Copy exactly, please, the lines of the data from its start through the line containing "empty( $this->_storage->connectivity_test ) &&".
____
PR #715, opened 2024-05-22
[opt-in] Fixed an issue with the opt-in moderation and API connectivi…

fajardoleo:
…ty test logic.

### DIFF
--- a/includes/class-freemius.php
+++ b/includes/class-freemius.php
@@ -4174,12 +4174,16 @@
                 ! empty( $this->_storage->connectivity_test ) &&
                 isset( $this->_storage->connectivity_test['is_active'] )
             ) {
-                $is_active = $this->_storage->connectivity_test['is_active'];
+                $is_connected = isset( $this->_storage->connectivity_test['is_connected'] ) ?
+                    $this->_storage->connectivity_test['is_connected'] :
+                    null;
+                $is_active    = ( $this->_storage->connectivity_test['is_active'] || is_object( $this->_site ) );
             } else {
-                $is_active = $this->should_turn_fs_on( $this->apply_filters( 'is_plugin_update', $this->is_plugin_update() ) );
-
-                $this->store_connectivity_info( (object) array( 'is_active' => $is_active ), null );
+                $is_connected = null;
+                $is_active    = $this->should_turn_fs_on( $this->apply_filters( 'is_plugin_update', $this->is_plugin_update() ) );
             }
+
+            $this->store_connectivity_info( (object) array( 'is_active' => $is_active ), $is_connected );
 
             if ( $is_active ) {
                 $this->_is_on = true;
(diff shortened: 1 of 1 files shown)


includes/class-freemius.php
```diff
@@ -4174,13 +4174,17 @@ function has_api_connectivity( $flush_if_no_connectivity = false ) {
...
+                $is_active    = ( $this->_storage->connectivity_test['is_active'] || is_object( $this->_site ) );
             } else {
-                $is_active = $this->should_turn_fs_on( $this->apply_filters( 'is_plugin_update', $this->is_plugin_update() ) );
-
-                $this->store_connectivity_info( (object) array( 'is_active' => $is_active ), null );
+                $is_connected = null;
+                $is_active    = $this->should_turn_fs_on( $this->apply_filters( 'is_plugin_update', $this->is_plugin_update() ) );
             }
 
+            $this->store_connectivity_info( (object) array( 'is_active' => $is_active ), $is_connected );
```
swashata, line 4186: @fajardoleo A question, would it work if we do it like this instead

```php
if ( $is_active ) {
  $this->_is_on = true;
  $this->update_connectivity_info( $is_connected );
}
```

Maybe it will also save us to not cache the connectivity in cache in case it could not be determined?

includes/class-freemius.php
```diff
@@ -5484,7 +5488,11 @@ private function parse_settings( &$plugin_info ) {
                 'affiliate_moderation' => $this->get_option( $plugin_info, 'has_affiliation' ),
                 'bundle_id'            => $this->get_option( $plugin_info, 'bundle_id', null ),
                 'bundle_public_key'    => $this->get_option( $plugin_info, 'bundle_public_key', null ),
-                'opt_in_moderation'    => $this->get_option( $plugin_info, 'opt_in', null ),
+                'opt_in_moderation'    => $this->get_option(
+                    $plugin_info,
+                    'opt_in',
+                    $this->get_option( $plugin_info, 'opt_in_moderation', null )
```
swashata, line 5494: Perhaps just add a comment here that we support both parameter names `opt_in` and `opt_in_moderation` for backward compatibility.

swashata (commented):
Please see my comment, thanks.

includes/class-freemius.php
fajardoleo: @swashata Looks great! By the way, since `$this->store_connectivity_info()` updates `$this->_has_api_connection`, it will look like this:
```
if ( $is_active ) {
    $this->_is_on = true;
    $this->update_connectivity_info( $is_connected );
} else if ( $is_connected ) {
    $this->_has_api_connection = true;
}

return $this->_has_api_connection;
```

But please check to see if there's an alternative to the `else if` part. Thanks!

swashata (approved):
LGTM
____
* Task response:
PR #715, opened 2024-05-22
[opt-in] Fixed an issue with the opt-in moderation and API connectivi…

fajardoleo:
…ty test logic.

### DIFF
--- a/includes/class-freemius.php
+++ b/includes/class-freemius.php
@@ -4174,12 +4174,16 @@
                 ! empty( $this->_storage->connectivity_test ) &&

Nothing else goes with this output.